In short: R is quite a useful tool, but it strains under new-age Big Data problems. One solution is to use Hadoop’s scalable, parallel computing framework to drive R. This talk explores the what, how, and why of getting R to dance with the elephant. It starts with an introduction to Hadoop/MapReduce, and wraps up with some tools to use Hadoop through R.

Elastic MapReduce: Hadoop in the Cloud

This presentation’s formal title is, Elephants in the Cloud, on the Cheap. People sometimes refer to is as my “EMR talk.”

(I also offer an extended version of this talk, suitable for a teaching/training session. Please see below.)

Many companies want Hadoop’s power, but the cost of an on-site, self-managed cluster can be quite a shock.
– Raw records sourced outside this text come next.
PR #1339, opened 2025-09-19
Update pom.xml

YUVI43:
I fixed the Maven warning caused by using a property in the <version> tag (${operaton.dbscheme.current.version}) inside distro/sql-script/pom.xml. It has been replaced with the explicit version 7.24.0.

Additionally, it is recommended to extend .devenv/scripts/maintenance/init-database-version.py so that future DB schema updates also update this POM automatically. This ensures Maven compliance, removes build warnings, and improves project stability.

Request
Kindly add me to the contributors list for this task.


kthoms:
Closing. This change shows that the requirements are misunderstood.

PR #1347, opened 2025-09-21
chore(engine): rename OperatonIntegration constants and references

hauptmedia:
This PR renames two constants to align them with the Operaton renaming and to remove the remaining CAMUNDA_* references:

•	CAMUNDA_EJB_SERVICE → OPERATON_EJB_SERVICE
•	CAMUNDA_BPM_RUN → OPERATON_BPM_RUN

These constants were previously only used in the telemetry code, so they are unlikely to be consumed externally. Renaming them ensures consistency with other changes where CAMUNDA_* identifiers were replaced by their OPERATON_* equivalents.


hauptmedia:
@cachescrubber do we need to add these to the migration script? There are also a few other constants left i would like to rectify before 1.0 release

cachescrubber:
No need for a new recipe. There is already the `org.operaton.rewrite.ChangeConstant` Recipe which covers basically all constants starting with CAMUNDA. Just amend the list in change-constant.yml. Same for methods and types.

hauptmedia:
I'll keep track of what i renamed in this working branch here and raise a PR when I'm finished => https://github.com/operaton/migrate-from-camunda-recipe/tree/chore/add-renamed-constants

Issue #1319, opened 2025-09-18
Resolve build warning: `'version' contains an expression but should be a constant`


kthoms:
**What needs to be done?**

A build warning is caused by using a property for the `<version>` tag in `distro/sql-script/pom.xml`:

```
./mvnw install -DskipTests -Dskip.frontend.build=true
```

At the beginning:
```
Warning: 281 [WARNING] 
Warning: 281 [WARNING] Some problems were encountered while building the effective model for org.operaton.bpm.distro:operaton-sql-scripts:jar:7.24.0
Warning: 281 [WARNING] 'version' contains an expression but should be a constant. @ org.operaton.bpm.distro:operaton-sql-scripts:${operaton.dbscheme.current.version}, /home/runner/work/operaton/operaton/distro/sql-script/pom.xml, line 12, column 12
Warning: 281 [WARNING] 
Warning: 281 [WARNING] It is highly recommended to fix these problems because they threaten the stability of your build.
Warning: 281 [WARNING] 
Warning: 281 [WARNING] For this reason, future Maven versions might no longer support building such malformed projects.
Warning: 281 [WARNING] 
```

The property is defined in `database/pom.xml` with current value `7.24.0`. Replace the property with this version in `distro/sql-script/pom.xml`.

The property has to be changed when a new DB schema version is initiated. This happens usually with a release. The script `.devenv/scripts/maintenance/init-database-version.py` does this.

Extend the script that it updates `distro/sql-script/pom.xml` with the new specified DB schema version.

**Contribution**

If you want to work on this task, just state it in a comment. You don't have to wait until the task is assigned to you.
First come, first serve! Avoid starting work on this task when someone else has already claimed it.
Please start soon with the task when you signaled that you want to work on it and be responsive to questions or feedback.
We also do our best to review and merge your PR in a timely manner.

Are you a first-time contributor? We are happy to see you here! 
Just state in a comment of your PR "I confirm that my contribution and following ones comply with the [Apache License 2.0](https://www.apache.org/licenses/LICENSE-2.0) 
and the [Code of Conduct](https://github.com/operaton/operaton/blob/main/CODE_OF_CONDUCT.md).
Consider adding a star ⭐️ to the [repository](https://github.com/operaton/operaton) if you like it, we appreciate that.

Contributors will be added to the release notes of the next release.

YUVI43:
Hello, I would like to contribute by working on this. Please assign it to me.

kthoms:
[...]

PR #1366, opened 2025-09-23
fix(build): Resolve build warning and update maintenance script

sogladev:
For this, I first tried with a regex, but there are other `<version>` elements, so I went with an approach similar to `get_property_from_pom()` to parse the XML instead.

- update pom.xml to current db version
- update maintenance script to set version

- Closes: #1319

### Additional notes
observed SyntaxWarning with `Python 3.13.7`

```sh
.../operaton/.devenv/scripts/maintenance/init-database-version.py:108: SyntaxWarning: invalid escape sequence '\)'
  m = re.search(r"values \('(\d+)', CURRENT_TIMESTAMP, '"+re.escape(current_version)+"'\);", line)
```

### DIFF
--- a/.devenv/scripts/maintenance/init-database-version.py
+++ b/.devenv/scripts/maintenance/init-database-version.py
@@ -212,17 +212,15 @@ def update_old_engine_pom(current_version, previous_version):
     with open(pom, "w", encoding="utf-8") as f:
         f.write(content)
 
-def update_sql_script_pom(current_version):
+def update_sql_script_pom(new_version):
     pom_path = "distro/sql-script/pom.xml"
     tree = ET.parse(pom_path)
     root = tree.getroot()
     ns = {'m': 'http://maven.apache.org/POM/4.0.0'}
-    parent = root.find('m:parent', ns)
-    if parent is not None:
-        version = parent.find('m:version', ns)
-        if version is not None:
-            version.text = current_version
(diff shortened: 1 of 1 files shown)


sogladev:

:+1:

.devenv/scripts/maintenance/init-database-version.py
```diff
@@ -272,6 +284,7 @@ def main():
     update_liquibase_changelog(cur_vwp, new_vwp, new_version)
     create_test_fixture(cur_vwpwd, new_vwpwd, current_version, new_version)
     update_old_engine_pom(current_version, previous_version)
+    update_sql_script_pom(current_version)
```
kthoms:
```suggestion
    update_sql_script_pom(new_version)
```

.devenv/scripts/maintenance/init-database-version.py
```diff
@@ -212,6 +212,18 @@ def update_old_engine_pom(current_version, previous_version):
     with open(pom, "w", encoding="utf-8") as f:
         f.write(content)
 
+def update_sql_script_pom(current_version):
```
kthoms: This changes the wrong version property. It must not change `/parent/version`, but `version`, which is the 2nd occurrence of the `version` tag

Bildschirmfoto 2025-09-23 um 23 19 15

Amazon Web Services offers Elastic MapReduce (EMR), a hosted, on-demand form of Hadoop as an alternative to an on-site cluster. This session explains MapReduce concepts, Hadoop, and EMR, in terms of both theory and hands-on practical guidance.

training / teaching

I’m also working on other training materials that are not listed here. If you’d like training for your company on another topic, please let me know.

Introduction to R

R is a free, open-source, and powerful tool for data analysis. It has become even more popular in recent years as the analytics (“data science,” “Big Data”) field has grown.

That said, R’s commandline interface and differences from other programming languages can present a steep learning curve.

Would you like your team to use R? This hands-on training session provides a solid introduction to R basics, syntax, working with data, and graphics.

AWS: Elastic MapReduce: Hadoop in the Cloud

Many companies want Hadoop’s power, but the cost of an on-site, self-managed cluster can be quite a shock. Amazon Web Services offers Elastic MapReduce (EMR), a hosted, on-demand form of Hadoop as an alternative to an on-site cluster. This session explains MapReduce concepts, Hadoop, and EMR, in terms of both theory and hands-on practical guidance.

AWS: Asynchronous Messaging Systems Using Amazon SQS

Done well, message-driven systems can support a variety of robust, scalable, and flexible applications. They also offer “free” concurrency under certain circumstances. (Contrary to popular belief, async messaging is not just for trading systems.)

This session explores asynchronous messaging concepts, the basics of message-driven systems, and how to implement them using the Amazon Web Services Simple Queue Service (SQS) as the middleware.